Development and use of advanced in vitro culture systems to interrogate host-pathogen interactions in livestock species

Lab grown mini-gut in green containing a parasitic gastrointestinal nematode in red

Infectious diseases have a major impact on the welfare and productivity of animals raised for food production worldwide. Furthermore, poor productivity leads to increased carbon emissions, and the drugs used to control infections can harm the environment and reduce biodiversity. Therefore, better control of infections in food producing animals will play a key role in achieving important policy goals, including Net-Zero and Biodiversity targets.

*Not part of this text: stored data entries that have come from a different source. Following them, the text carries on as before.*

PR #1354, opened 2022-05-26
pull: add destination reference

### LINKED ISSUE #1337: `ch-image pull`: allow specifying destination image
Follow up to issue #583 and PR #1255, which removed the second argument of `ch-image pull`. This issue is to restore the second argument, but make it the destination image reference, the same as `ch-image push`.

~~We could also add an argument `-o foo` to output the image to directory `foo` instead of container storage. The non-storage destination conflicted with the build cache somehow; I don't recall why or how bad it was.~~ [Split into issue #1353.]

We will also want to audit existing uses of `ch-image pull` in the test suite, to remove workarounds.

reidpr:
Closes #1337.

### DIFF
--- a/lib/build_cache.py
+++ b/lib/build_cache.py
@@ -230,6 +230,19 @@ class Enabled_Cache:
          ch.FATAL("can't create or delete temporary directory: %s: %s"
                   % (x.filename, x.strerror))
 
+   def branch_nocheckout(self, src_ref, dest):
+      """Create ready branch for Image_Ref src_ref pointing to dest, which can
+         be either an Image_Ref or a Git commit reference (as a string)."""
+      if (isinstance(dest, ch.Image_Ref)):
+         dest = self.branch_name_ready(dest)
+      # Some versions of Git won't let us update a branch that's already
+      # checked out, so detach that worktree if it exists.
+      src_img = ch.Image(src_ref)
+      if (src_img.unpack_exist_p):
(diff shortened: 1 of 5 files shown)


lib/build_cache.py
```diff
@@ -578,7 +593,7 @@ def tree_print(self):
       # See: https://git-scm.com/docs/git-log#_pretty_formats
       if (ch.verbose == 0):
          # ref names, subject (instruction)
-         fmt = "%C(auto)%d %Creset%<|(79,trunc)%s"
+         fmt = "%C(auto)%d %Creset%s"
```
j-ogas, line 596: If limiting the summary output is a testing issue then perhaps `--tree` could interpret multiple verbosity flags.

no verbosity = truncate
-v = full summary, no truncating
-vv = full debug output (what -v does now with `--tree`)

We can then update tests to pass -v with --tree to achieve readable default behavior and a way to test properly.

j-ogas (changes requested):
See multiple verbosity flag suggestion to preserve truncated commit summary and deal will the testing.

Aside from that, and assuming the tests pass, LGTM.

lib/build_cache.py
reidpr: Yeah you convinced me to keep the truncation. I'll fix it.

j-ogas (approved):
LGTM!

j-ogas (approved):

Understanding how pathogens interact with their host to cause disease is important as it can lead to the development of new methods for disease control. However, this can be technically challenging – not least because these interactions take place inside the animal and out of sight of the investigator! To address this, we are developing “organoids”, which are mini-organs from livestock, grown in laboratory petri dishes, to study host-pathogen interactions at microscopic and molecular levels. The technology should enable us to identify pathogen proteins that are essential for infection and to apply this knowledge in the development of novel vaccines.

Stage

Work in Progress

Purpose

Improvements in animal health and welfare are key components in the drive for increased sustainability in livestock agriculture. Disease-free animals mean higher efficiency, which in turn leads to lower carbon emissions, better land use and improved biodiversity. Healthier animals lead to healthier people through the reduced use of antibiotics in animals, slowing down the selection of antibiotic resistant bacteria, and fewer infections transmitted from animals to humans.

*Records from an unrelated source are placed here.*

PR #1362, opened 2022-06-02
fakeroot: switch deb/ubuntu from pseudo to fakeroot

heasterday:
Resolves #1348 

This PR switches debian/ubuntu from using the psuedo package to fakeroot to resolve errors seen with Ubuntu 22.04. The PR also sets the env variable `FAKEROOTDONTTRYCHOWN` to `1` to tell fakeroot to not attempt to chown/fchown as this can fail with a `EINVAL` within a user namespace. Credit to Dave Dykstra for pointing us in the right direction on this.

See this PR for further details: https://salsa.debian.org/clint/fakeroot/-/merge_requests/4

PR #1363, opened 2022-06-06
enable Arch and Alpine fakeroot support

Designing new ways of controlling diseases requires an improved understanding of how pathogens (viruses, bacteria, fungi and parasites) are able to infect their host and cause disease. Hosts and pathogens interact on a microscopic and molecular level and therefore investigating this battleground within a live animal is challenging. A desire to address this challenge fueled our development of livestock-derived “organoids” - miniature lab-grown organ tissues. Organoids mimic important features of the tissue they represent, in particular the variety of cell types present and the three-dimensional structures they form, making them functionally similar to real organs.

In the lab organoids are used as experimental disease models, where we infect them with a pathogen or expose them to pathogen molecules in a systematic and controlled manner. This allows us to define important cellular and molecular interactions taking place during an infection and identify pathogen molecules essential for successful infections that can be targeted by novel drugs and/or vaccines - importantly, using organoids in research reduces the need for live animal experiments.

Results

Our research began by growing organoids and demonstrating they are valid models for studying diseases in livestock. Initially, we collected cells from gut tissue from sheep and cultured them in a three-dimensional gel matrix in the presence of growth factors.  Under these conditions, the cells became organised into three-dimensional structures (organoids) that closely resemble glandular structures within normal sheep gut. The organoids were then analyzed by microscopy and molecular tools to demonstrate the presence of specialised cell types that we would expect to see in the original animal organ.

Image: Bovine intestinal organoids (mini-guts) viewed down a microscope.

This work revealed that organoids were representative of the tissue from which they were derived, and therefore a valid model for studying disease in livestock and we have since expanded our work to create organoids from cattle, pigs, and horses, making SEFARI scientists world-leading in this technology. Moreover, we are now developing livestock organoids from other tissues that represent key sites of infection, including the lung, mammary gland and liver. We are also using different organoid cultures to model interactions that occur between the host tissues and pathogens ranging from parasitic worms in the guts of sheep and cattle to bacterial infections of the ruminant mammary gland and intestines and viral infections of the lung. Through our continued development and application of species- and tissue-specific organoids in the context of certain livestock diseases, it is our aim to translate new knowledge of host:pathogen interactions into novel disease interventions, such as vaccines. Specifically, we are actively applying our organoid models to a range of particularly pressing and economically important parasitic, bacterial and viral diseases of livestock, including bovine and ovine parasitic gastro-enteritis caused by gastro-intestinal nematodes (GINs); Johne’s disease in sheep and cattle, caused by Mycobacterium avium subsp. paratuberculosis (MAP); Ovine Pulmonary Adenocarcinoma (OPA) in sheep, caused by Jaagsiekte sheep retrovirus (JSRV); mastitis in cattle and sheep and liver fluke infection in cattle and sheep.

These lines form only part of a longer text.